[Work to complete]:
Look through the material below and return every line that contains "refresh".

[Given entries]:
PR #212, opened 2024-06-17
Fix/fix refresh expiry

lindenmckenzie:
### What

dp-identity-api was setting a refresh token expiry date of 12 days when in fact it is 12 hours.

[Solved exercise]:
Fix/fix refresh expiry
dp-identity-api was setting a refresh token expiry date of 12 days when in fact it is 12 hours.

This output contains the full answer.